By John A. Charles, Jr.
In any prolonged strike, it is usually assumed that management and labor have competing interests. That’s not the case in a public sector strike.
This has become clear since teachers in the Portland Public School (PPS) district walked out on November 1. While union leaders and school board negotiators have expressed disagreements about what is affordable, both sides are claiming that taxpayers have underfunded schools. Board members and union leaders have joined forces to demand a bailout by the state legislature.
The problem with this narrative is that it’s not supported by the facts. According to the most recent PPS Audited Financial Statements, between 2013 and 2022, district spending for instruction went up from $267.2 million to $471 million, or 76%. Total expenditures, which include support services, increased from $538.8 million to $932.4 million, or 73%.
These expenditures are in addition to the costs of upgrading virtually every building in the district. Local taxpayers have approved three separate bond measures since 2012, totaling $2.48 billion. All of this money is being borrowed and must be paid back with interest by property owners. As a result, over the past decade the total direct property tax rate within the district rose from 7.2681 percent to 9.6016 percent.
Taxpayers have been willing to shoulder this burden despite the fact that district enrollment is dropping. Between 2013 and 2022, the number of PPS students declined from 47,523 to 45,497, or 4.3%. The largest drop was in the elementary schools, where enrollment went down from 26,577 in 2013 to 20,705 in 2022.
This trend is expected to continue. The Portland State University “middle series forecast” estimates PPS enrollment hitting 39,123 by 2035.
Nonetheless, the number of full-time equivalent PPS employees rose from 4,831 in 2013 to 5,943 in 2022, an increase of 23%. The number of teachers increased from 2,353 to 2,721 (16%). The number of educational assistants went up from 521 to 647; administrators from 158 to 193; and “other” employees from 1,798 to 2,383.
Taxpayers have also been generous when it comes to providing ancillary services to students. In 2013, 25% of PPS meals were paid for by students, and 67% were free. In 2021 and 2022, 100% of meals served were free.
Both the PPS Board and the union seem fixated on demanding more resources rather than containing costs. For instance, all of the high school rebuilds are being designed for 1,700 students, yet only two of the nine PPS high schools (Grant and Franklin) currently serve student populations exceeding that number.
The most glaring overbuild is at Jefferson, which had only 544 students in the 2022-23 school year and never had more than 677 at any point in the previous decade. The current design for a rebuilt Jefferson is already facing cost overruns, yet recent public statements from PPS board members make it clear that there will be no consideration of cutting expenses by building a smaller school.

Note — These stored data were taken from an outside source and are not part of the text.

PR #1062, opened 2025-07-18
ci: fix Ubuntu 22.04 CI failure by installing Git from ppa:git-core/ppa

Sylani-55:
### What
This PR fixes CI test failures on Ubuntu 22.04 by installing a newer Git version (from `ppa:git-core/ppa`) in the CI workflow.

### Why
CI was failing with:

This happens because the default Git version (2.34.x) in Ubuntu 22.04 is old, and sometimes the package gets moved to security mirrors.

### How
- Added a CI step (guarded with `if: runner.os == 'Linux'`) to install Git from `ppa:git-core/ppa`.

### Additional notes
✅ Includes DCO sign-off  
📌 Keeps macOS and Windows runners unchanged

### DIFF
--- a/.github/workflows/ci.yml
+++ b/.github/workflows/ci.yml
@@ -25,5 +25,11 @@ jobs:
       with:
         go-version: ${{ matrix.go-version }}
         cache: true
+    - name: Install updated Git from PPA
+      if: runner.os == 'Linux'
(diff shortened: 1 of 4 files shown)


adityasaky:
Fixed in #1059.

Issue #463, opened 2024-06-27
Testing Coverage


patzielinski:
### Add a description

Our testing coverage could use a boost, as indicated by our results when running `go test` in CI. See [this actions run](https://github.com/gittuf/gittuf/actions/runs/9702341498/job/26777969373) for an indication of where we're at.

Go supports generating an HTML report of what code needs tests with `go tool cover`, so that should be helpful in identifying where we need more tests.

### Code of Conduct

- [X] I agree to follow this project's Code of Conduct

Kevin-Aguirre:
Hi, I'm interested in working on this.

I'm unable to see the results of the action run but when I run `go test -timeout 20m -v ./...` I see missing test files for the `github.com/gittuf/gittuf/internal/cmd/`, I'm guessing that's what this is in reference to?

adityasaky:
> I'll be chipping at this one PR at a time (https://github.com/gittuf/gittuf/pull/934).

🙌

Aditya-132:
i want to work on this isuue

patzielinski:
@Aditya-132 sure! Please feel free to reach out on the OpenSSF Slack if you have questions.

eyeaadil:
@patzielinski , I am not able to Join Slack , can you please provide me the invitation link.

Aditya-132:
> [@Aditya-132](https://github.com/Aditya-132) sure! Please feel free to reach out on the OpenSSF Slack if you have questions.

sure

vivekbisen04:
Hi @patzielinski ,
I'm interested in working on this issue and have started writing some test cases. Could you please assign it to me so I can continue

vivekbisen04:
Hi @patzielinski , has this project been removed from the mentorship program?

ayuxsh009:
Hi @patzielinski if this issue is available can i work on this ?

patzielinski:
Sure, this is a general issue referring to our overall testing coverage amount; can you let us know what files or packages you'd like to work on first?

ayuxsh009:
Hi @patzielinski,

I’d like to start with the internal/cache package first:
**cache.go, policy.go, attestations.go, verification.go**

I will add unit tests for entry insertion/lookup edge cases, range selection behavior, last-verified tracking, and persistent cache load/delete behavior.

If that looks good, I can follow up with small utility packages like `version.go` and `common.go`.

patzielinski:
[...]

PR #1067, opened 2025-07-24
test: increase github.go test coverage from 49.2% to 83.1%

yuvraj-kolkar17:
What type of PR is this?

/kind test  
/area attestations

What this PR does / why we need it:  
This PR adds a complete unit test suite for the logic defined in `internal/attestations/github.go`.

### Coverage Improvement

| File      | Previous Coverage | New Coverage |
|-----------|-------------------|--------------|
| github.go | 49.2%             | 83.1%        |

#### Before vs After Coverage:

<p align="center">
  Before Coverage
  After Coverage
</p>

Which issue(s) this PR fixes:  
#463 

Does this PR introduce a user-facing change?  
None

### DIFF
--- a/internal/attestations/github_test.go
+++ b/internal/attestations/github_test.go
@@ -9,10 +9,12 @@ import (
 	"path"
 	"testing"
 
+	"github.com/gittuf/gittuf/internal/attestations/github"
 	"github.com/gittuf/gittuf/internal/gitinterface"
 	"github.com/gittuf/gittuf/internal/signerverifier/dsse"
 	sslibdsse "github.com/gittuf/gittuf/internal/third_party/go-securesystemslib/dsse"
 	"github.com/stretchr/testify/assert"
+	"github.com/stretchr/testify/require"
 )
 
 func TestSetGitHubPullRequestApprovalAttestation(t *testing.T) {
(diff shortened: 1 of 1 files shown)


patzielinski:
This looks to affect the same code tests as #995. I'll take a look if there's anything that is still untested after that one is merged.

internal/attestations/github_test.go
```diff
@@ -84,6 +86,225 @@ func TestGetGitHubPullRequestApprovalAttestation(t *testing.T) {
...
+	attestations := &Attestations{}
+
+	// Add first attestation
+	err := attestations.SetGitHubPullRequestApprovalAttestation(repo, mainZeroZero, baseURL, 1, appName, testRef, testID, testID)
+	require.Nil(t, err)
+
+	// Add another attestation with same review ID and same index path but different app
+	// This should succeed because the same review ID can be observed by more than one app
+	err = attestations.SetGitHubPullRequestApprovalAttestation(repo, mainZeroZero, baseURL, 1, anotherAppName, testRef, testID, testID)
+	assert.Nil(t, err)
```
adityasaky: can we check the state of attestations after this?

patzielinski: Pushed a change to address this.

internal/attestations/github_test.go
```diff
@@ -56,32 +58,258 @@ func TestGetGitHubPullRequestApprovalAttestation(t *testing.T) {
...
+		// Create an invalid envelope (empty envelope)
+		invalidEnv := &sslibdsse.Envelope{}
+
+		tmpDir := t.TempDir()
+		repo := gitinterface.CreateTestGitRepository(t, tmpDir, false)
+
+		attestations := &Attestations{}
+
+		// This should fail validation
+		err := attestations.SetGitHubPullRequestApprovalAttestation(repo, invalidEnv, baseURL, 1, appName, testRef, testID, testID)
```
adityasaky: This case shouldn't be under `TestGetGitHubPullRequestApprovalAttestation` I think?

internal/attestations/github_test.go
```diff
@@ -56,32 +58,258 @@ func TestGetGitHubPullRequestApprovalAttestation(t *testing.T) {
...
+
+	t.Run("invalid URL", func(t *testing.T) {
+		tmpDir := t.TempDir()
+		repo := gitinterface.CreateTestGitRepository(t, tmpDir, false)
+
+		attestations := &Attestations{}
+
+		// Try to get attestation with invalid URL
+		_, err := attestations.GetGitHubPullRequestApprovalAttestationForReviewID(repo, "invalid-url", 123, "github")
+		assert.NotNil(t, err)
```
adityasaky: Do we have a specific error we can test for here?

internal/attestations/github_test.go
yongjae354: @adityasaky Seems like we already test for validation in a different test file:
https://github.com/gittuf/gittuf/blob/8f5837fba09da6024170a41fad1022f13a035506/internal/attestations/github/v01/approval_test.go#L56

Should we get rid of this particular test case here then? Should we factor it out to a different test function?

yongjae354: I think that we can probably put this case under `TestSetGitHubPullRequestApprovalAttestation`.

adityasaky: I could see it either way, do we see a coverage difference with and without this specific case?

yongjae354: Yup, we cover an addition line where validation errors. I'll go ahead and move the test case under `TestSetGitHubPullRequestApprovalAttestation`.

adityasaky:
@patzielinski can you address the linter?

PR #1080, opened 2025-09-05
ci: Add go 1.25 and Python 3.13

patzielinski:
This PR adds support for go 1.25 in CI,  as well as Python 3.13.


.github/workflows/get-started-tests.yml
```diff
@@ -19,7 +19,7 @@ jobs:
     strategy:
       matrix:
         os: [ubuntu-latest, macos-latest, windows-latest]
-        go-version: ['1.24']
+        go-version: ['1.24', '1.25']
```
yongjae354, line 22: Should we also update the python version here? (at line 35)

patzielinski: Good catch!

JustinCappos (approved):

PR #1098, opened 2025-09-23
docs: Add document on gittuf recovery

patzielinski:
This PR adds a document describing the process for manually recovering a repository to a known-good state should a violation occur.

Automated repair is on the way, but I think it's good to have this documented nonetheless.

### DIFF
--- a/docs/development/gittuf-recovery.md
+++ b/docs/development/gittuf-recovery.md
@@ -1,0 +1,169 @@
+# Recovering from Verification Errors in gittuf
+
+From time to time, there may be a scenario where gittuf verification fails on
+the repository, either due to a malicious change or an issue with insufficient
+signatures on a legitimate change.
+
+In order to return the repository to a state where it may pass gittuf
+verification again, a recovery procedure must be performed. This procedure may
+be performed either automatically (to be added in a future update to gittuf), or
+manually, by following the steps detailed below.
+
+This guide assumes at least some familiarity with gittuf's design, with respect
+to components such as the Reference State Log (RSL). See the [gittuf Design
+Document](/docs/design-document.md) for more information.
+
+Manual recovery of a repository follows a three-step process. This process also
+assumes that your signing key is specified in the policy as authorized to make
+changes to the reference in question.
+
+## 1. Revoking the Problematic Entry (or Entries)
+
+First, you must identify the oldest RSL entry that causes gittuf verification to
+fail. To do this, you must run verification with the `--verbose` flag and then
+analyze the log output for the problematic entry.
+
+Take the example of running `gittuf verify-ref --verbose main` on the official
+gittuf repository:
+
+```bash
+time=2025-09-22T15:10:56.557-04:00 level=DEBUG msg="Verifying signature of Git object with ID '235312e7f06c75d4be0ffb3ff87388f10be9882f'..."
+time=2025-09-22T15:10:56.569-04:00 level=DEBUG msg="Proceeding with verification of attestations..."
+time=2025-09-22T15:10:56.569-04:00 level=DEBUG msg="Using approvers from code review tool attestations..."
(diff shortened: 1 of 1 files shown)


docs/development/gittuf-recovery.md
```diff
@@ -0,0 +1,155 @@
...
+
+This guide assumes at least some familiarity with gittuf's design, with respect
+to components such as the Reference State Log (RSL). See the [gittuf Design
+Document](/docs/design-document.md) for more information.
+
+Manual recovery of a repository follows a three-step process. This process also
+assumes that your signing key is specified in the policy as authorized to make
+changes to the reference in question.
+
+## 1. Revoking the Problematic Entry
```
adityasaky: Any subsequent entries to the branch in question also need to be revoked

docs/development/gittuf-recovery.md
```diff
@@ -0,0 +1,155 @@
...
+  Number: 458
+```
+
+To record an RSL entry for this entry again, you should rewind the branch in
+question until the latest commit on the branch is the one preceding any invalid
+ones. In our case, we must rewind the `main` branch by one commit. To do this,
+you may use the `update-ref` command from Git:
+
+```bash
+git update-ref main main~1 # Where the number after the ~ is the number of commits to rewind by.
```
adityasaky: Maybe best to update-ref to the commit in question

docs/development/gittuf-recovery.md
```diff
@@ -0,0 +1,155 @@
...
+
+```bash
+gittuf rsl record --local-only main
+```
+
+Finally, pull the invalid changes back onto the main branch with `git pull`.
+
+## 3. Recording the Latest State
+
+Once the previous-good commit has been recorded again in the RSL, you must
```
adityasaky, line 150: The changes are already in `main`. This is about recording the "actually good" changes back in the RSL. It's important to note that this subsequent RSL entry needs to be signed by someone who can meet the policy threshold. Since this is a document for gittuf/gittuf only, maybe some of those details should be added in?

adityasaky: Alternatively, we can do it "right" by actually:
a) reverting changes in a PR after the revocation, back to last good state
b) reverting the revert in a PR to apply changes -- this only works when the issue is due to API timing errors or similar as it assumes all changes will be reapplied

docs/development/gittuf-recovery.md
```diff
@@ -0,0 +1,159 @@
...
+  Number: 461
+
+    Annotation ID: 194200eb770c8025170dd9bcf2dc89f760da8017
+    Skip:          yes
+    Number:        474
+    Message:
+      GitHub API timing issues
+```
+
+You must also check for any later RSL entries for the branch in question, and
```
adityasaky: They can be part of the same annotation entry, just list all entry IDs in the command. I usually prefer this tbh.

docs/development/gittuf-recovery.md
```diff
@@ -0,0 +1,159 @@
...
+ # Where the hash is the hash of the last good entry on the branch.
+```
+
+Next, you must record the RSL entry with `gittuf rsl record`:
+
+```bash
+gittuf rsl record --local-only main
+```
+
+Finally, pull the invalid changes back onto the main branch with `git pull`.
```
adityasaky: I advice against this a this can sync the RSL when the transport is used no? We can just track the "invalid" change commit ID in an env var temporarily or so?

docs/development/gittuf-recovery.md
```diff
@@ -0,0 +1,159 @@
...
+RSL entry must be signed by a user whose signatures count towards the threshold
+required in gittuf policy for the branch in question.** For example, if Alice
+and Bob are both required to sign changes that appear on the main branch, either
+Alice or Bob must sign this RSL entry.
+
+To do this, record the changes again with `gittuf rsl record`. In our case, this
+will be the same command again as above:
+
+```bash
+gittuf rsl record --local-only main
```
adityasaky, line 161: Don't forget to sync the RSL after the fixes!

PR #1099, opened 2025-09-23
[WIP] *: Enable automated recovery of gittuf repositories

patzielinski:
This PR adds an automated recovery worklflow that allows users to restore their repository to a known-good state should verification fail.

**Work in progress.**


patzielinski:
@adityasaky, this is likely in need of improvements, but any thoughts would be welcome :slightly_smiling_face:

Issue #684, opened 2024-12-12
policy: minor spacing issue with list-rules and list-principals


haotran-california:
### What happened?

@patzielinski 

Not quite sure if this counts as a bug? But there's no spacing between rules/principals when running the `gittuf policy list-rules` and `gittuf policy list-principals` commands 

### Relevant log output

```Shell
gittuf policy list-rules
Rule protect-main:
    Refs affected:
        git:refs/heads/main
    Authorized keys:
        SHA256:P2ntfeC0xb9UNGqU/DKbkBdO1RcRygYn0SUQ4jh5Ncw
    Required valid signatures: 1
Rule protect-test-branch:
    Refs affected:
        git:refs/heads/test
    Authorized keys:
        SHA256:P2ntfeC0xb9UNGqU/DKbkBdO1RcRygYn0SUQ4jh5Ncw
    Required valid signatures: 1

gittuf policy list-principals
Principal SHA256:P2ntfeC0xb9UNGqU/DKbkBdO1RcRygYn0SUQ4jh5Ncw:
    Keys:
        SHA256:P2ntfeC0xb9UNGqU/DKbkBdO1RcRygYn0SUQ4jh5Ncw (ssh)
Principal SHA256:TH/MwKbgNuaEI5sfpMViFye2IrL7FgVFPL4kH2M5PJs:
    Keys:
        SHA256:TH/MwKbgNuaEI5sfpMViFye2IrL7FgVFPL4kH2M5PJs (ssh)
```

### Code of Conduct

- [x] I agree to follow this project's Code of Conduct

haotran-california:
@patzielinski 

Gotchu, I think I'll let the issue sit for a bit then and continue poking around.

adityasaky:
Filing a PR adding the spaces will be merged, fwiw :)

sathas1301:
Can I take this, not sure why its been open since long time for a simple new line fix.  Am I missing anything?

PR #1105, opened 2025-10-01
fix spacing issue

sathas1301:
Added new line spacing for list-rule and list-principal entries.

Files changed listprincipals.go and listrules.go.

Fixing issue #684

### DIFF
--- a/internal/cmd/policy/listprincipals/listprincipals.go
+++ b/internal/cmd/policy/listprincipals/listprincipals.go
@@ -46,6 +46,7 @@ func (o *options) Run(cmd *cobra.Command, _ []string) error {
 		return err
 	}
 
+	count := 0
 	for _, principal := range principals {
 		fmt.Printf("Principal %s:\n", principal.ID())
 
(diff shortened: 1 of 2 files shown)


internal/cmd/policy/listprincipals/listprincipals.go
```diff
@@ -61,6 +61,7 @@ func (o *options) Run(cmd *cobra.Command, _ []string) error {
 				fmt.Printf(strings.Repeat(indentString, 2)+"%s: %s\n", key, value)
 			}
 		}
+		fmt.Printf("\n\n")
```
patzielinski: Let's have this be just one newline. Please also make sure to not have a trailing newline added when the last item is printed out.

internal/cmd/policy/listrules/listrules.go
```diff
@@ -66,7 +66,7 @@ func (o *options) Run(cmd *cobra.Command, _ []string) error {
 			fmt.Printf(strings.Repeat("    ", curRule.Depth+2)+"%s\n", key)
 		}
 
-		fmt.Println(strings.Repeat("    ", curRule.Depth+1) + fmt.Sprintf("Required valid signatures: %d", curRule.Delegation.GetThreshold()))
+		fmt.Println(strings.Repeat("    ", curRule.Depth+1) + fmt.Sprintf("Required valid signatures: %d\n", curRule.Delegation.GetThreshold()))
```
patzielinski: Similar item here, let's omit the newline when printing out the last item in the list.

The only reason why the PPS Board and its various unions can ignore these trends is that the district is a government monopoly. Elsewhere in the economy, strikers have incentives to settle because consumers have alternatives. No one “needs” to buy a car from domestic automakers or seek entertainment by picketing actors. But PPS parents don’t have alternatives.
Since November 1 the district has been offering free “grab-and-go” of daily meals for parents, but that’s a backwards set of priorities. If PPS offered parents daily cash refunds for the educational services they are no longer receiving, I suspect the strike would get settled very quickly.
When the state legislature meets again in February 2024, there will likely be demands for more public school funding. Legislators should resist those requests. A much better solution would be a money-back guarantee for parents, providing them the means to seek educational options in the marketplace if desired. Eight states have enacted such legislation during 2023, including Arkansas, Indiana, Iowa, and Florida. If legislators want to help parents, they should add Oregon to this list.
John A. Charles, Jr. is President and CEO of Cascade Policy Institute, Oregon’s free market public policy research organization. A version of this article was published by The Portland Tribune on November 16, 2023.